Such loudspeakers comprising an acoustic radiator capable of supporting bending waves and a transducer mounted on the acoustic radiator to excite bending waves in the acoustic radiator to produce an acoustic output are described, for example, in WO97/09842 (incorporated herein by reference).
According to that document, the bulk properties of the acoustic radiator may be chosen to distribute the resonant ending wave modes substantially evenly in frequency. In other words, the bulk properties or parameters, e.g. size, thickness, shape, material etc., of the acoustic radiator may be chosen to smooth peaks in the frequency response caused by “bunching” or clustering of the modes. The resultant distribution of resonant bending wave modes may thus be such that there are substantially minimal clusterings and disparities of spacing. For panels of rectangular shape and isotropic bending stiffness, the document identifies particularly useful aspect ratios for the side dimensions, e.g. 1.134:1.
The transducer location may be chosen to couple substantially evenly to the resonant bending wave modes and, in particular, to lower frequency resonant bending wave modes. To this end, the transducer may be at a location where the number of vibrationally active resonance anti-nodes is relatively high and conversely the number of resonance nodes is relatively low. In the case of a rectangle, specific locations found suitable are at 3/7, 4/9 or 5/13 of the distance along the axes.
Analysis as taught in WO97/09842 leads not only to preferred locations for transducer means but also to the capability to identify actual locations where any selective damping should be applied to deal with any particular undesired frequency or frequencies. WO99/02012 similarly discloses the use of mass loading at localised positions. Both disclosures address the problem of certain frequencies that are dominant (having greater than average amplitude ratios that ‘stick out’) and thus distort the overall frequency response of a corresponding loudspeaker.

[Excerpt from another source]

PR #3600, opened 2026-07-06
Add support for BGP unnumbered peers

stgraber:


bensmrs (approved):
Way cleaner than I expected :)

WO00/22877 discloses the selective local positioning of masses, e.g. in the range from about 2 to 12 grams, bonded to a bending wave panel to optimally tune the coupled resonances such that the overall response is suitably tailored. This technique has the specific advantage of extending the low frequency range of the assembly.
U.S. Pat. No. 5,615,275 describes a loudspeaker including a planar diaphragm that mounted in a frame and that is coupled at its rear surface to a speaker voice coil such that the voice coil acts like a piston, pressing on the rear surface of the diaphragm and causing sufficient vibration of the diaphragm to efficiently produce sound. Masses are resiliently mounted on the diaphragm so as to improve its frequency response characteristic, the number, size and precise positioning of the weights for any particular diaphragm being determined empirically. The weights act to neutralize or counter uncontrolled movement of the diaphragm at certain frequencies.
The present invention is specific to distributed resonant mode devices and has as an objective an improvement in the uniformity of distribution of resonant modes of such devices. As will be appreciated from the aforementioned WO97/09842, an increase in the uniformity of distribution of the resonant modes that underpin the operation of this genre of device will result in an improvement of the frequency response of the device itself. This may be particularly appropriate when, due to styling considerations or the need to fit a panel in an existing space, the preferred panel dimensions discussed above are not possible.